Esta advertencia fue lanzada recientemente por el Banco de Pagos Internacionales, al publicar su informe anual. El jefe del departamento Monetario y Económico del BPI, Claudio Borio, señaló que este riesgo se presenta en países desarrollados y en varias economías emergentes. A continuación, un resumen de la entrevista.

—El BPI sostiene que los bancos centrales deben continuar normalizando sus políticas monetarias gradualmente. ¿Son circunstancias comunes a todos los países?

—Sí y no. La inflación, las posiciones cíclicas y, lo que es más importante, el estado de lo que llamamos "el ciclo financiero" difieren entre países. Lo que es común a muchas economías, en particular las grandes que emiten monedas internacionales, es que las condiciones monetarias han sido extraordinariamente acomodaticias por un período muy largo. Esto pone en valor la normalización de la política, pero también plantea desafíos sin precedentes.

—¿Cuáles son las consecuencias de un endurecimiento rápido de las políticas monetarias?

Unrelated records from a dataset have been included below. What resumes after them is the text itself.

PR #6084, opened 2026-07-03
FINERACT-2649: Migrate Tier 3 loan integration tests to Feign client

DeathGun44:
## Description
This PR transitions **47 test classes** (encompassing approximately **275 test methods**) to utilize the Feign client, entirely removing their dependency on REST-assured.

**Note on behavior:** The core test behavior and assertions remain completely unchanged. This is strictly a refactor of the underlying HTTP client layer.

### Targeted commits
I've split this work into **14 commits**, grouped logically by test , APA, down-payments, etc.): two commits extending the shared Feignhelpers, eleven migration batches, plus a dedicated review-feedback refinement commit.

This ensures that if CI fails or issues arise later, it is much easier to isolate and track down the specific batch that introduced the regression.

### Scope

**Included in this PR:**
* Comprehensive loan rescheduling coverage (core reschedule requestsschedule with advance payments, center/group rescheduling) plusre-aging and re-amortization tests.
* Chargeback integration scenarios (non-APA workflows, down-payment nquency-and-chargeback interaction).
* Down-payment workflows (product configuration, transaction typing, undo disbursal / undo repayment, disbursement-to-savings with auto down-payment, overlapping
down-payment installment allocation, repayment schedules).
* Advanced Payment Allocation (APA) coverage: charge-off, charge reverse-replay, write-offs, transaction reprocessing, refunds for active loans, charge payment, and
installment-fee error handling.
* Client loan lifecycle tests (credit balance refund, external-id support, backdated disbursement, overpaid date status, modify approved amount, floating rate interest
recalculation, repayment calculation, and date validations).
* Core loan account, loan transaction, and loan summary tests, plus charge-off accounting and repayment-reversal external-id tests.
* Standardization of `BigDecimal` precision assertions across migration

### Review Feedback & OpenAPI Refinements
Based on maintainer review feedback, the production-code footprint of this PR has been reduced to **11 purely additive schema-documentation lines across 2 Swagger    files** - no behavioral changes:
* **`LoanTransactionsApiResourceSwagger`**: The earlier `@ApiResponstionTemplate` has been **dropped**. Instead, the fields the endpointalready returns for reAge/reAmortize templates (`numberOfPastInstallments`, `numberOfFutureInstallments`, `nextInstallmentDueDate`, `calculatedStartDate`) are now    documented on the existing response schema. This lets the standard glize these templates directly — the interim custom`InternalLoanReAgeApi` workaround interface has been removed.
* **`SavingsProductsApiResourceSwagger`**: Documented the existing `sponse field.
* **Strongly Typed Response Models**: Replaced untyped `HashMap<String, Object>` test builder responses with strongly-typed generated models (`PostLoansResponse`,    `PostLoansLoanIdResponse`).
* **Date Readability**: Standardized `LocalDate.of(...)` calls to use concise numeric month parameters, matching the pre-migration originals.                         
### Bug Fix: 
**pre-existing bug** on`develop` in two test methods:                                                                                                                                        - `testUndoDisbursalForLoanWithSingleDisbursalAutoDownPaymentEnabled
- `testUndoDisbursalForLoanWithMultiDisbursalAutoDownPaymentEnabledAndHasManualTransactions`                                                                          
Both tests make a manual repayment of **100.0** after disbursement, then undo the disbursal. The "repayment entries compensated" journal entry assertions incorrectly expected **250.0** (the down-payment amount) instead of **100.0** (tThe old REST-assured based `verifyJournalEntries()` had more lenientmatching semantics that masked this error. Fixed as part of the migration commit.

### Infrastructure Enhancements
This PR builds upon the shared Feign test infrastructure from earlie

* **`FeignGroupCenterHelper`** (new): Utilities for managing group a loan testing.
* **Extended shared builders & helpers**: reAmortize/reAge, write-off, and credit-allocation support in the loan helpers; external-id and business-date extensions; journal-entry, charge, code-value, external-event, and global-configing the migrated tests.
* **`FeignRawHttpHelper`** (extended): Safely handles edge cases that require raw HTTP requests to bypass strict Swagger model limitations (e.g., floating rate
properties), utilizing `fineract.it.url` securely.

## Checklist


DeathGun44:
the test is failing and the issue is in develop itself, because a reversal of a 100.0 repayment should produce 100.0 journal entries, not 250.0. i am adding a fix for it in the pr and describing it in the description aswell

fineract-provider/src/test/java/org/apache/fineract/batch/command/CommandStrategyUtilsTest.java
```diff
@@ -127,8 +127,8 @@ public void testBuildRequestFromQueryParametersTypeConversion(String fieldName,
         // then
         assertThat(result).isNotNull();
         Object actualValue = getFieldValue(result, fieldName);
-        if (expectedValue instanceof BigDecimal) {
-            assertThat((BigDecimal) actualValue).isEqualByComparingTo((BigDecimal) expectedValue);
+        if (expectedValue instanceof BigDecimal bigDecimal) {
```
adamsaghy: Would you mind to use a different field name? `bigDecimal` is the type, not the purpose.
`expectedValueAsBigDecimal`?

integration-tests/src/test/java/org/apache/fineract/integrationtests/client/feign/helpers/FeignGroupCenterHelper.java
```diff
@@ -0,0 +1,109 @@
...
+import org.apache.fineract.integrationtests.common.Utils;
+
+public final class FeignGroupCenterHelper {
+
+    private static final Gson GSON = new Gson();
+
+    private FeignGroupCenterHelper() {}
+
+    public static Long createGroup(int officeId) {
+        Map<String, Object> map = new HashMap<>();
```
Aman-Mittal, line 54: You can maintain constants for frequently used magic strings

integration-tests/src/test/java/org/apache/fineract/integrationtests/client/feign/modules/LoanRequestBuilders.java
```diff
@@ -116,6 +128,64 @@ public static PostLoansLoanIdRequest disburseLoan(Double disbursedAmount, String
                 .dateFormat(LoanTestData.DATETIME_PATTERN);
     }
 
+    public static String disburseLoanWithRepaymentRescheduleJson(String disbursedOnDate, String adjustRepaymentDate) {
+        Map<String, String> map = new LinkedHashMap<>();
+        map.put("locale", LoanTestData.LOCALE);
+        map.put("dateFormat", LoanTestData.DATETIME_PATTERN);
+        map.put("actualDisbursementDate", disbursedOnDate);
```
Aman-Mittal: same as above

integration-tests/src/test/java/org/apache/fineract/integrationtests/ClientLoanCreditBalanceRefundandRepaymentTypeIntegrationTest.java
```diff
@@ -520,296 +501,266 @@ public void paymentRefundWillCloseTheLoanCorrectly(LoanProductTestBuilder loanPr
...
+            final Float interestOutstanding = Utils.getDoubleValue(loanSummary.getInterestOutstanding()).floatValue();
+            final Float totalOutstanding = Utils.getDoubleValue(loanSummary.getTotalOutstanding()).floatValue();
+            final Float overpaidAmount = 159.00f;
+            final Float goodwillAmount = totalOutstanding + overpaidAmount;
+            final Float goodwillAmountInExpense = principalOutstanding + overpaidAmount;
+            final String goodwillDate = "09 January 2022";
+            makeRepaymentTypePayment(GOODWILL_CREDIT, goodwillDate, goodwillAmount.doubleValue(), disbursedLoanID);
+
+            checkJournalEntryForAssetAccount(getAccounts().getLoansReceivableAccount(), goodwillDate,
+                    journalEntry(principalOutstanding, getAccounts().getLoansReceivableAccount(), "CREDIT"));
```
Aman-Mittal: JournalEntry.TransactionType.CREDIT use existing enums

integration-tests/src/test/java/org/apache/fineract/integrationtests/DelinquencyAndChargebackIntegrationTest.java
```diff
@@ -24,300 +24,218 @@
...
 
-            // Get loan details expecting to have not a delinquency classification and 1,000 as Outstanding
-            GetLoansLoanIdResponse getLoansLoanIdResponse = loanTransactionHelper.getLoan(requestSpec, responseSpec, loanId);
+            GetLoansLoanIdResponse getLoansLoanIdResponse = getLoanDetails(loanId);
             validateLoanAccount(getLoansLoanIdResponse, "0.00", "1000.00", 0, doubleZERO);
 
-            // Move the Business date n days to apply the chargeback for the previous repayment
             businessDate = businessDate.plusDays(21);
-            BusinessDateHelper.updateBusinessDate(BusinessDateType.BUSINESS_DATE, businessDate);
+            updateBusinessDate("BUSINESS_DATE", formatBusinessDate(businessDate));
```
Aman-Mittal: same as above use existing

integration-tests/src/test/java/org/apache/fineract/integrationtests/LoanAccountChargeOffWithAdvancedPaymentAllocationTest.java
```diff
@@ -43,170 +37,91 @@
...
             List<JournalEntryTransactionItem> journalEntries = journalEntriesForChargeOff.getPageItems();
             assertEquals(4, journalEntries.size());
-            verifyJournalEntry(journalEntries.get(3), 1000.0, LocalDate.of(2022, 9, 10), loansReceivable, "CREDIT");
-            verifyJournalEntry(journalEntries.get(2), 10.0, LocalDate.of(2022, 9, 10), interestFeeReceivable, "CREDIT");
-            verifyJournalEntry(journalEntries.get(1), 1000.0, LocalDate.of(2022, 9, 10), creditLossBadDebt, "DEBIT");
-            verifyJournalEntry(journalEntries.get(0), 10.0, LocalDate.of(2022, 9, 10), feeChargeOff, "DEBIT");
+            verifyJournalEntry(journalEntries.get(3), 1000.0, LocalDate.of(2022, 9, 10), getAccounts().getLoansReceivableAccount(),
+                    "CREDIT");
+            verifyJournalEntry(journalEntries.get(2), 10.0, LocalDate.of(2022, 9, 10), getAccounts().getFeeReceivableAccount(), "CREDIT");
+            verifyJournalEntry(journalEntries.get(1), 1000.0, LocalDate.of(2022, 9, 10), getAccounts().getChargeOffExpenseAccount(),
```
Aman-Mittal, line 123: Use java.time.Month as sonar flags this as maintainability issue

Aman-Mittal (commented):
I am still reviewing this one.....

integration-tests/src/test/java/org/apache/fineract/integrationtests/SmsCampaignIntegrationTest.java
```diff
@@ -46,6 +46,7 @@
  */
 @ExtendWith(MockServerExtension.class)
 @MockServerSettings(ports = { 9191 })
+@SuppressWarnings("removal")
```
Aman-Mittal, line 49: why suppress warnings?

integration-tests/src/test/java/org/apache/fineract/integrationtests/client/feign/FeignLoanTestBase.java
```diff
@@ -419,6 +541,48 @@ protected void verifyJournalEntriesSequentially(Long loanId, LoanTestData.Journa
...
+        if (!(exception.getCause() instanceof FeignException feignException)) {
+            return exception.getUserMessageGlobalisationCode();
+        }
+        String topLevelCode = feignException.getUserMessageGlobalisationCode();
+        if (topLevelCode != null && !topLevelCode.equals("validation.msg.validation.errors.exist")
+                && !topLevelCode.equals("validation.msg.domain.rule.violation")) {
+            return topLevelCode;
+        }
+        try {
+            @SuppressWarnings("unchecked")
```
Aman-Mittal: Why suppressing warings here?

integration-tests/src/test/java/org/apache/fineract/integrationtests/client/feign/FeignLoanTestBase.java
```diff
@@ -557,16 +721,373 @@ protected void executeInlineCOB(Long loanId) {
...
+        return disburseLoanAsMap(date, loanId, transactionAmount, externalId);
+    }
+
+    protected HashMap<String, Object> disburseLoan(String date, Integer loanId, String transactionAmount) {
+        return disburseLoanAsMap(date, loanId, transactionAmount);
+    }
+
+    protected Long addChargesForLoan(Integer loanId, String chargeJson) {
+        Gson gson = new Gson();
+        @SuppressWarnings("unchecked")
```
Aman-Mittal: same as above

fineract-provider/src/test/java/org/apache/fineract/batch/command/CommandStrategyUtilsTest.java
DeathGun44: renamed to expectedValueAsBigDecimal

integration-tests/src/test/java/org/apache/fineract/integrationtests/client/feign/helpers/FeignGroupCenterHelper.java
DeathGun44: Done, extracted the repeated keys into constants

integration-tests/src/test/java/org/apache/fineract/integrationtests/client/feign/modules/LoanRequestBuilders.java
DeathGun44: Done!

integration-tests/src/test/java/org/apache/fineract/integrationtests/ClientLoanCreditBalanceRefundandRepaymentTypeIntegrationTest.java
DeathGun44: Done, switched to JournalEntry.TransactionType.CREDIT / DEBIT

integration-tests/src/test/java/org/apache/fineract/integrationtests/DelinquencyAndChargebackIntegrationTest.java
DeathGun44: Done!

integration-tests/src/test/java/org/apache/fineract/integrationtests/LoanAccountChargeOffWithAdvancedPaymentAllocationTest.java
DeathGun44: Done! replaced the numeric months with java.time.Month constants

—El desafío es doble. Uno se refiere a la reacción de los mercados financieros; el otro a la reacción de la economía en general. Durante el largo período de acomodamiento, los mercados financieros se han vuelto demasiado dependientes de los bancos centrales y los precios de los activos de las tasas de interés extraordinariamente bajas. Pero la volatilidad de los mercados financieros a corto plazo no es en sí misma preocupante. La mayor preocupación es que la economía en general podría no ser capaz de resistir una rápida y fuerte suba de tasas, sobre todo debido a que desde la crisis, el stock de deuda sobre PIB siguió aumentando globalmente. En este sentido, la economía global se ha vuelto más apalancada.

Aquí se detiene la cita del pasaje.